Task to carry out
Each line with the word "running" must appear in the answer, copied from the records.

Recorded information
PR #360, opened 2025-03-21
pgrep/pkill/pidwait: --require-handler fixes

dezgeg:
See commit messages

### DIFF
--- a/tests/by-util/test_pgrep.rs
+++ b/tests/by-util/test_pgrep.rs
@@ -382,6 +382,15 @@ fn test_signal_that_never_matches() {
 
 #[test]
 #[cfg(target_os = "linux")]
+fn test_lone_require_handler_is_allowed() {
+    new_ucmd!()
+        .arg("--require-handler")
+        .run()
+        .stderr_does_not_contain("no matching criteria specified");
+}
+
+#[test]
+#[cfg(target_os = "linux")]
 fn test_does_not_match_pid() {
     let our_pid = std::process::id();
     new_ucmd!().arg(our_pid.to_string()).fails();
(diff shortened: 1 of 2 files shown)


tests/by-util/test_pgrep.rs
```diff
@@ -369,6 +369,34 @@ fn test_invalid_signal() {
...
+        .fails()
+        .no_output();
+}
+
+#[test]
+#[cfg(target_os = "linux")]
+fn test_only_require_handler() {
+    new_ucmd!()
+        .arg("--require-handler")
+        .arg("--signal=0")
```
cakebaker, line 395: What's the reason for this argument? Isn't this test about using `--require-handler` alone?

tests/by-util/test_pgrep.rs
```diff
@@ -369,6 +369,34 @@ fn test_invalid_signal() {
...
 
+#[test]
+#[cfg(target_os = "linux")]
+fn test_signals_that_never_match() {
+    new_ucmd!()
+        .arg("--require-handler")
+        .arg("--signal=0")
+        .arg(".*")
+        .fails()
+        .no_output();
```
cakebaker, line 380: I think the assumption that the `0` signal never matches is incorrect. If I run the command with the original `pgrep`, and I have `top` running, it returns the PID of `top`.

tests/by-util/test_pgrep.rs
dezgeg: It is there to make the exit status consistently 0, regardless of what else is running on the system. I guess alternative would be to ignore the exit status but just check that stderr doesn't contain the usage error

cakebaker: I assumed it's the role of `--inverse` to ensure the exit status is consistently 0.

dezgeg: Changed

Krysztal112233 (approved):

Your solution
cakebaker, line 380: I think the assumption that the `0` signal never matches is incorrect. If I run the command with the original `pgrep`, and I have `top` running, it returns the PID of `top`.
dezgeg: It is there to make the exit status consistently 0, regardless of what else is running on the system. I guess alternative would be to ignore the exit status but just check that stderr doesn't contain the usage error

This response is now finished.